Does Momentum better describe what happens when an arrow strikes a target than Kinetic Energy? I've been researching medieval archery for many years, but I have trouble in visualizing the physical forces involved as relate to penetration.
PLEASE NOTE: All help appreciated but please in words as I've gone over the equations and variables for hours but they don't help visualize the situation; also I've sufficient understanding of arrowhead cross-section, material properties, weight, optimisation for flesh or armour combinations etc.
The following is my summarised lay interpretation - not direct quotes - of two schools of thought:
An expert (and frequently parroted) metallurgist: KE is the determining factor as it represents the energy that transferred on impact (aside from that converted to sound, heat etc) and hence penetration; Momentum describes the mass and position of a body, while energy is what brings about changes in momentum.
A leading bowhunter (ethical) holding doctoral-level scientific qualifications: Momentum, as a vector quantity, indicates energy concentrated behind the head and thus likelihood of penetration; it is not energy itself but describes what is happening, and apparent virtues of KE are actually a function of Momentum. While discussing penetration of flesh, this seems to be born out by the late-medieval period where velocity is sacrificed for mass in order to penetrate the improved armour of the period which is more directly represented by momentum.
An explanation or correction in these terms would particularly help.
Thanks all,
Tim
 A: There is another variable besides kinetic energy (KE) or momentum (p) of the arrow. It is the behaviour of the target material (flesh or different armour materials) with respect to the speed of penetration.
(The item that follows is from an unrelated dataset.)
PR #241, opened 2022-11-08
Removing SecretStore as it does not do anything meaningful

berndruecker:
The SecretStore might be remaining code from earlier iterations (e.g. lazy loading of secrets). At the moment it does not do anything and is actually confusing (what is the SecretProvider vs. the SecretStore).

One of the methods to measure metals hardness is through identation, using a sharp diamond tool, mounted with a standard weight. It is a static test, with very low deformation speed. But in the case of a dynamical test, involving the same force but applied suddenly (high deformation speed) the depth of penetration tends to be smaller.
If only the mass of the arrow is increased, both KE and p increase by the same rate, and it is not possible to say which is the relevant factor. As the resistance to deformation is not expected to change, the depth of penetration certainly increases.
If only the speed of the arrow is increased, KE grows with $v^2$ while p grows  with $v$. But we can not say if the depth of penetration increases proportionally to KE or p without knowing the experimental behaviour of the target material. For example, if the resistance of deformation increases with $v^2$, to keep the mass constant, only increasing velocity, doesn't work.